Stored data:
PR #1764, opened 2019-04-22
Simplify High-scores exercise. Replace Class with functions

simmol:
As discussed with @cmccandless in #1744, i submit a PR for simplifying high score exercise.  

Exercise text edited.
Tests made to expect functions. One test removed, cause was no longer valid.
Make new example.py using functions.
Add the functions as starting point in the exercise file. (This also make the tests not complain of missing imports and such.)
Added __init__.py to the package for the people that still run 2.7+
Added pytest cache to gitignore file

### DIFF
--- a/exercises/high-scores/.meta/HINTS.md
+++ b/exercises/high-scores/.meta/HINTS.md
@@ -1,4 +1,4 @@
-In this exercise, you're going to use and manipulate lists. Python lists are very versatile, and you'll find yourself using them again and agin in problems both simple and complex.
+In this exercise, you're going to use and manipulate lists. Python lists are very versatile, and you'll find yourself using them again and again in problems both simple and complex.
 
 - [**Data Structures (Python 3 Documentation Tutorial)**](https://docs.python.org/3/tutorial/datastructures.html)
 - [**Lists and Tuples in Python (Real Python)**](https://realpython.com/python-lists-tuples/)
--- a/exercises/high-scores/.meta/HINTS.md
+++ b/exercises/high-scores/.meta/HINTS.md
@@ -1,0 +1,5 @@
+In this exercise, you're going to use and manipulate lists. Python lists are very versatile, and you'll find yourself using them again and agin in problems both simple and complex.
+
+- [**Data Structures (Python 3 Documentation Tutorial)**](https://docs.python.org/3/tutorial/datastructures.html)
+- [**Lists and Tuples in Python (Real Python)**](https://realpython.com/python-lists-tuples/)
+- [**Python Lists (Google for Education)**](https://developers.google.com/edu/python/lists)
--- a/exercises/high-scores/.meta/HINTS.md
+++ b/exercises/high-scores/.meta/HINTS.md
@@ -1,5 +1,0 @@
-In this exercise you're going to create a **class** and use lists to organize scores.  _Don't worry, it's not as complicated as you think!_ 
-
--   [**A First Look at Classes**](https://docs.python.org/3/tutorial/classes.html#a-first-look-at-classes) from the Python 3 documentation. 
--   [**How to Define a Class in Python**](https://realpython.com/python3-object-oriented-programming/#how-to-define-a-class-in-python) from the Real Python website.  
--   [**Data Structures in Python**](https://docs.python.org/3/tutorial/datastructures.html) from the Python 3 documentation.
--- a/exercises/high-scores/README.md
+++ b/exercises/high-scores/README.md
@@ -4,6 +4,12 @@ Manage a game player's High Score list.
 
 Your task is to build a high-score component of the classic Frogger game, one of the highest selling and addictive games of all time, and a classic of the arcade era. Your task is to write methods that return the highest score from the list, the last added score and the three highest scores.
 
+In this exercise, you're going to use and manipulate lists. Python lists are very versatile, and you'll find yourself using them again and agin in problems both simple and complex.
+
+- [**Data Structures (Python 3 Documentation Tutorial)**](https://docs.python.org/3/tutorial/datastructures.html)
+- [**Lists and Tuples in Python (Real Python)**](https://realpython.com/python-lists-tuples/)
+- [**Python Lists (Google for Education)**](https://developers.google.com/edu/python/lists)
+
 
 ## Exception messages
 
--- a/exercises/high-scores/README.md
+++ b/exercises/high-scores/README.md
@@ -4,11 +4,12 @@ Manage a game player's High Score list.
 
 Your task is to build a high-score component of the classic Frogger game, one of the highest selling and addictive games of all time, and a classic of the arcade era. Your task is to write methods that return the highest score from the list, the last added score and the three highest scores.
 
-In this exercise, you're going to use and manipulate lists. Python lists are very versatile, and you'll find yourself using them again and agin in problems both simple and complex.
+In this exercise, you're going to use and manipulate lists. Python lists are very versatile, and you'll find yourself using them again and again in problems both simple and complex.
 
 - [**Data Structures (Python 3 Documentation Tutorial)**](https://docs.python.org/3/tutorial/datastructures.html)
 - [**Lists and Tuples in Python (Real Python)**](https://realpython.com/python-lists-tuples/)
 - [**Python Lists (Google for Education)**](https://developers.google.com/edu/python/lists)
+
 
 
 ## Exception messages
--- a/exercises/high-scores/README.md
+++ b/exercises/high-scores/README.md
@@ -2,7 +2,8 @@
 
 Manage a game player's High Score list.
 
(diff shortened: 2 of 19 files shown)


exercises/high-scores/README.md
```diff
@@ -2,15 +2,7 @@
...
-
-In this exercise you're going to create a **class** and use lists to organize scores.  _Don't worry, it's not as complicated as you think!_ 
-
--   [**A First Look at Classes**](https://docs.python.org/3/tutorial/classes.html#a-first-look-at-classes) from the Python 3 documentation. 
--   [**How to Define a Class in Python**](https://realpython.com/python3-object-oriented-programming/#how-to-define-a-class-in-python) from the Real Python website.  
--   [**Data Structures in Python**](https://docs.python.org/3/tutorial/datastructures.html) from the Python 3 documentation.
-
-
+Your task is to build a high-score component of the classic Frogger game, one of the highest selling and addictive games of all time, and a classic of the arcade era. Your task is to write three functions that from the original score list will return the highest score, the last added score and the three highest scores respectivly.
```
cmccandless: This file is generated with the command `configlet generate`. The content is derived from the exercise Description.md in exercism/problem-specifications, and from the track's exercise .meta/HINTS.md. For this exercise, the only content in HINTS.md is information about classes, so I recommend simply removing that file and running `configlet generate`.

exercises/high-scores/high_scores.py
```diff
@@ -1,3 +1,10 @@
-class HighScores(object):
-    def __init__(self, scores):
-        pass
+def latest(scores):
+    pass  # Put your code here
```
cmccandless: Stub files for other exercises don't include this comment, and since this isn't the first exercise, students should be familiar with how the stub works by now.

```suggestion
    pass
```

simmol:
All Changes made.

exercises/high-scores/.meta/HINTS.md
```diff
@@ -1,5 +0,0 @@
-In this exercise you're going to create a **class** and use lists to organize scores.  _Don't worry, it's not as complicated as you think!_ 
-
--   [**A First Look at Classes**](https://docs.python.org/3/tutorial/classes.html#a-first-look-at-classes) from the Python 3 documentation. 
--   [**How to Define a Class in Python**](https://realpython.com/python3-object-oriented-programming/#how-to-define-a-class-in-python) from the Real Python website.  
--   [**Data Structures in Python**](https://docs.python.org/3/tutorial/datastructures.html) from the Python 3 documentation.
```
cmccandless: I'd like to ping @BethanyG for suggestions on new HINTS content. She put some good work into the current HINTS.md (less than a month ago), and I would feel bad about dumping that work without offering the chance to contribute an alternative.

BethanyG: I'm happy to write up some new hints...but I think the bigger issue here is that if you remove making a class in this exercise (which is a fairly easy one), then when students have to make a class (and deal with side effect questions) in the *next* exercise..well, we've just kicked the can down the road.  The same issues that apply to High Scores apply to Matrix (and Kindergarten Garden, etc.) ...and eventually, a python learner has to to deal with classes.  They're part of the language (it really is objects all the way down), and widely used in frameworks like Django.  The sooner students get (even a little) practice in a controlled fashion, the less they struggle later.  

So the way I see it is that we either have to craft an exercise or two around classes and mutability **_specifically_**, or re-work tests and mentor notes on current exercises to address it.   I don't think the answer is to re-write this exercise (and the next) to not need a class.  If we don't want a class-based exercise here because we want to focus on lists, we could move this exercises to a later stage (and address its shortcomings through a re-write of tests).  We could replace it with something like **Say**   or **Run Length Encoding** - or any other number of exercises that focus on lists and arrays.  But only 6 of 18 core exercises require writing a class currently, and I'm not sure we are doing a great job of giving students practice in that area.

BethanyG: Apologies - forgot one last point:  We'll need to re-work the mentor notes for this exercise as well.  I don't think I will be able to get to either that or the hints until this afternoon, PST.

cmccandless: > So the way I see it is that we either have to craft an exercise or two around classes and mutability specifically

I'm not opposed to that.

>  If we don't want a class-based exercise here because we want to focus on lists, we could move this exercises to a later stage (and address its shortcomings through a re-write of tests).

There are very few easy exercises as it is. I'd prefer not to overcomplicate what was meant to be a simple list exercise.

> All that being said....if we do indeed want to make this exercise function based, I can try to make some new hints this week. However, we then should move these hints to the Matrix exercise, since it will then be the exercise to introduce classes. We maybe should also provide a hint on mutability there as well.

I can get behind that.

BethanyG: Ok - I wasn't able to make suggestions in the pull (I don't have access) - but here's my proposed hint text:
***************

In this exercise, you're going to use and manipulate **_lists_**.  Python **lists** are very versatile, and you'll find yourself using them again and agin in problems both simple and complex.

- [**Data Structures (Python 3 Documentation Tutorial)**](<https://docs.python.org/3/tutorial/datastructures.html>)
- [**Lists and Tuples in Python (Real Python)**](<https://realpython.com/python-lists-tuples/>)
- [**Python Lists (Google for Education)**](<https://developers.google.com/edu/python/lists>)

*****************

I'll submit a pull for revised mentor notes and for the new hint on Matrix.

BethanyG: See https://github.com/exercism/website-copy/pull/956 for the updated mentor notes.

simmol: Thanks @BethanyG :)
I will add the new hints right now :)

And actually will push the old hints to Matrix in this PR. So we did not loose them.

For me Matrix is better Class based exercise. But we can make other also.

cmccandless: Would you mind creating a separate PR for the changes to `matrix`? We try to limit PR changes to one exercise at a time (there are few exceptions).

simmol: Well doesn't that count as exception? We have not changed the exercise in Matrix, just add the hints because previously they ware available at this exercise?

I can open other PR is not a big deal, but we have to merge them one after the other. I thought it would be better if we push this as one change. 

I will make new one tomorrow morning and will edit this one to remove matrix docs.

simmol:
Moved changes to Matrix in separate PR: #1766 
@cmccandless Hope we are good for merge now :)

exercises/high-scores/.meta/HINTS.md
cmccandless: I don't have an issue with both exercises temporarily having the same generic hints about classes, so I went ahead and merged #1766.

exercises/high-scores/.meta/HINTS.md
```diff
@@ -1,5 +1,5 @@
-In this exercise you're going to create a **class** and use lists to organize scores.  _Don't worry, it's not as complicated as you think!_ 
+In this exercise, you're going to use and manipulate lists. Python lists are very versatile, and you'll find yourself using them again and agin in problems both simple and complex.
```
cmccandless:
```suggestion
In this exercise, you're going to use and manipulate lists. Python lists are very versatile, and you'll find yourself using them again and again in problems both simple and complex.
```

exercises/matrix/README.md
```diff
@@ -40,6 +40,7 @@ And its columns:
 - 8, 3, 6
 - 7, 2, 7
 
+
```
cmccandless:
```suggestion
```

simmol:
I had applied the comments. Sorry for late response but I was on vacation.

exercises/high-scores/README.md
```diff
@@ -4,12 +4,11 @@ Manage a game player's High Score list.
 
 Your task is to build a high-score component of the classic Frogger game, one of the highest selling and addictive games of all time, and a classic of the arcade era. Your task is to write methods that return the highest score from the list, the last added score and the three highest scores.
 
-In this exercise you're going to create a **class** and use lists to organize scores.  _Don't worry, it's not as complicated as you think!_ 
-
--   [**A First Look at Classes**](https://docs.python.org/3/tutorial/classes.html#a-first-look-at-classes) from the Python 3 documentation. 
--   [**How to Define a Class in Python**](https://realpython.com/python3-object-oriented-programming/#how-to-define-a-class-in-python) from the Real Python website.  
--   [**Data Structures in Python**](https://docs.python.org/3/tutorial/datastructures.html) from the Python 3 documentation.
+In this exercise, you're going to use and manipulate lists. Python lists are very versatile, and you'll find yourself using them again and agin in problems both simple and complex.
```
cmccandless: You'll need to run `configlet generate` one more time to get Travis to pass. We should be good after that!

simmol: Will see to do it later today or first thing in the morning.

simmol:
@cmccandless I think this is all for this PR :) 
Lets merge it and continue with other things that need to be fixed/improved :)

cmccandless:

_What is expected_: In the entries above, find the line with "For me Matrix" and the line with "cmccandless: Would you", then restate word for word both of them and every line between, with nothing more.

_Response to this exercise_:
For me Matrix is better Class based exercise. But we can make other also.

cmccandless: Would you mind creating a separate PR for the changes to `matrix`? We try to limit PR changes to one exercise at a time (there are few exceptions).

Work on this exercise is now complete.